10 de mayo de 2011

OBAMA BIN LADEN

Gracias al cine no me cuesta imaginarlo: el grupo de élite lo formarían, entre otros, un piloto con malas pulgas, algo entrado en carnes, un jefe que se las sabe todas, silencioso y empático con su gente; tal vez con un puro eterno al estilo Aníbal. Después estaría el grandullón musculoso que da galletas como panes, el delgaducho de mirada esquiva con más cicatrices que pestañas, que desde la primera pelea del patio no se ha perdido una guerra; el negro graciosillo que viene de un barrio obrero y que canta rap antes de saltar del helicóptero; y el latino guapo, que todavía tiene que soportar los chistes racistas de sus compañeros. Se lanzarían una noche, curiosamente en silencio, es la misión más importante de sus vidas. Con el sigilo de los profesionales llegarían hasta la supuesta mansión y con el mismo sigilo y la misma certera profesionalidad, con golpes que ni en mil años tú lograrías hacer, van cargándose a todos los vigilantes, hasta llegar a la habitación del asesino entre todos los asesinos.

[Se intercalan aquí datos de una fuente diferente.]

PR #4421, opened 2019-12-06
Issue 4403: Add deadline to all grpc calls to controller

### LINKED ISSUE #4403: StreamManager.sealStream() never times out
**Problem description**
A call to `sealStream` seems to block indefinitely (never times out), for an unknown reason.

**Problem location**

Ensure that the `StreamManager` respects a configured RPC timeout.

shiveshr:

**Change log description**  
Add deadline to all Grpc calls on client. 

**Purpose of the change**  
Fixes #4403 

**What the code does**  
In ControllerImpl we now set deadling on grpc client stub.
The deadline is set in Controller Client's Config. 

**How to verify it**  
Unit test added.


client/src/main/java/io/pravega/client/stream/impl/ControllerImpl.java
```diff
@@ -130,7 +130,8 @@
 
     // Generate random numbers for request ids.
     private final Supplier<Long> requestIdGenerator = RandomFactory.create()::nextLong;
-
+    
+    private final long deadline;
```
andreipaduroiu: You should call this timeout and add the unit of measure suffix (`timeoutMillis`). Deadline is not really a commonly used term.

PR #1534, opened 2017-07-05
Issue 1531: Controller gRPC client to retry DNS resolution on failures

skrishnappa:
**Change log description**
Updated the gRPC nameresolver to retry DNS resolution on network failures. Also attempting DNS resolution at regular intervals to detect change in address (when dynamic DNS is used)

**Purpose of the change**
Fixes #1531 

**What the code does**
Attempts DNS resolution on gRPC network failures and also at regular intervals (retained the earlier 2 mins scheduler used for controller discovery)

**How to verify it**
Existing ControllerImplLBTest.java covers network failure scenarios. Manually tested failure handling due to DNS propagation delays. Will explore if I can add unit tests for this.

PR #4423, opened 2019-12-06
NPS-5581 Patch bookkeeper image for issue 1534

gaddamas:
**Change log description**  
cherry pick bookkeeper bug fix #1534

**Purpose of the change**  
to include in pravega build

**What the code does**  
builds pravega with bookkeeper patch

**How to verify it**  
exec into bookkeeper pod and verify md5sum
md5sum lib/org.apache.bookkeeper-bookkeeper-server-4.7.3.jar
8f312a041ad6250e9bc8faeeacb2eb3a lib/org.apache.bookkeeper-bookkeeper-server-4.7.3.jar


andreipaduroiu:
Also your DCO is missing.

RaulGracia:
@gaddamas I think that @andreipaduroiu is right, this belongs to an internal repo, as the general public does not have access to the patched 4.7.3 version of Bookkeeper. We probably will update Bookkeeper in Pravega `0.6.1` to Bookkeeper 4.8.2 to get the same fix.

Issue #3503, opened 2019-03-21
Intermittent failure in io.pravega.segmentstore.server.host.HDFSIntegrationTest


sachin-j-joshi:
**Problem description**
Intermittent failure in io.pravega.segmentstore.server.host.HDFSIntegrationTest.
This test fails occasionally.

           io.pravega.segmentstore.server.host.HDFSIntegrationTest > testEndToEnd FAILED
     java.util.concurrent.CompletionException: 
           io.pravega.segmentstore.contracts.StreamSegmentNotExistsException: [Segment 'Segment_0$offset.0'] The StreamSegment does not exist.
 
                  Caused by:
                  io.pravega.segmentstore.contracts.StreamSegmentNotExistsException: [Segment 'Segment_0$offset.0'] The StreamSegment does not exist.
 
                      Caused by:
                      java.io.FileNotFoundException: Segment_0$offset.0

**Problem location**
io.pravega.segmentstore.server.host.HDFSIntegrationTest

**Suggestions for an improvement**
Need to repro this by continuously running the test in loop until it fails.

RaulGracia:
While the situation with this test has improved recently with #3294, it is a recurrent issue: #2944, #2359, #2250, #1757.

RaulGracia:
Closed via #4408

PR #4427, opened 2019-12-09
Issue 3503: Disable HDFSIntegrationTest.

sachin-j-joshi:
Issue 3503: Disable HDFSIntegrationTest.

**Change log description**  
The HDFSIntegrationTest has been unstable and fails with intermittent failures. This causes builds with changes unrelated to HDFS to fail. 
Disabling HDFSIntegrationTest for a short while until it gets completely rewritten/replaced as part of PDP-34.

**Purpose of the change**  
Short term mitigation for #3503 until HDFSIntegrationTest gets completely rewritten/replaced as part of PDP-34

**What the code does**  
Disable HDFSIntegrationTest.

**How to verify it**  
HDFSIntegrationTest should not be invoked.

### DIFF
--- a/segmentstore/server/host/src/test/java/io/pravega/segmentstore/server/host/HDFSIntegrationTest.java
+++ b/segmentstore/server/host/src/test/java/io/pravega/segmentstore/server/host/HDFSIntegrationTest.java
@@ -22,10 +22,12 @@ import lombok.val;
 import org.apache.hadoop.hdfs.MiniDFSCluster;
 import org.junit.After;
 import org.junit.Before;
+import org.junit.Ignore;
 
 /**
  * End-to-end tests for SegmentStore, with integrated Storage and DurableDataLog.
  */
+@Ignore ("Short term mitigation for #3503 until HDFSIntegrationTest gets completely rewritten/replaced as part of PDP-34.")
 public class HDFSIntegrationTest extends BookKeeperIntegrationTestBase {
     //region Test Configuration and Setup
 


RaulGracia:
@sachin-j-joshi if this test is going to be removed with PDP-34, why don't we wait until those changes? We have been for a long time with this intermittent issue and we have never decided to remove the test.  Why do we need to do this now that the test is going to be removed soon? Just wanted to understand the rationale and timing for this change to come.

segmentstore/server/host/src/test/java/io/pravega/segmentstore/server/host/HDFSIntegrationTest.java
```diff
@@ -22,10 +22,12 @@
 import org.apache.hadoop.hdfs.MiniDFSCluster;
 import org.junit.After;
 import org.junit.Before;
+import org.junit.Ignore;
 
 /**
  * End-to-end tests for SegmentStore, with integrated Storage and DurableDataLog.
  */
+@Ignore
```
kevinhan88: Please add some background information to make it easier to bring this test back in the future, if at all.

sachin-j-joshi:
@RaulGracia It was a team decision to disable it for now. Rationale being that it is unnecessarily causing build failures for changes totally unrelated to segment store or HDFS.

segmentstore/server/host/src/test/java/io/pravega/segmentstore/server/host/HDFSIntegrationTest.java
sachin-j-joshi: The PR and commit message already provides background.

kevinhan88: Then why not just add the explanation below into comment? 
In the future when people get back to this test for whatever reason, they will wonder what to do with it - bring it back? keep ignoring? improve it? or simply delete it?
PR and commit message don't stay with code always.

sachin-j-joshi: Kevin I've already fixed it as per your suggestion!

Durante la película, a modo de flash back, habremos sabido que el latino perdió a su mujer en las Torres Gemelas. Cuando lo encuentran, no puede resistir la tentación, y quiere entrar a matarlo, a torturarlo, a vengarse. El segundo de abordo lo detiene, pero entonces el jefe, que apaga el puro sobre un libro del Corán, le abre la puerta con una sonrisa cómplice. Hay silencio. El latino deja las armas y se adentra en ella. Después de que su jefe cierre la puerta comienzan a escucharse los golpes y los gritos a Alá. Fundido en negro y de nuevo el rostro del jefe, esta vez con traje de gala, sentando en un banquillo. No señor, no nos quedó más remedio que apretar el gatillo. Otro fundido en negro y la música de fondo de una banda militar. Imágenes del latino jugando en un típico parque americano con su hijo. La cámara se acerca a ellos, a sus cosas que descansan en el césped, hasta que termina enfocando un marco que como despistado andaba por ahí, con la foto de la mujer muerta...
He vivido engañado, pensando que las películas americanas eran ciencia ficción; pero no, parece ser que no, que estas cosas ocurren. Los cuerpos de élite y los asesinos justicieros existen.

1 comentario:

Anónimo dijo...

o nos hacen creer que existen, porque yo no me creo ni que bin laden estuviera solo y desarmado y mucho menos que este muerto de un solo disparo en la cabeza. Los americanos hubieran hecho un ejercicio de poder en los medios, enseñando fotos, videos y demas. NO ME CREO NADA.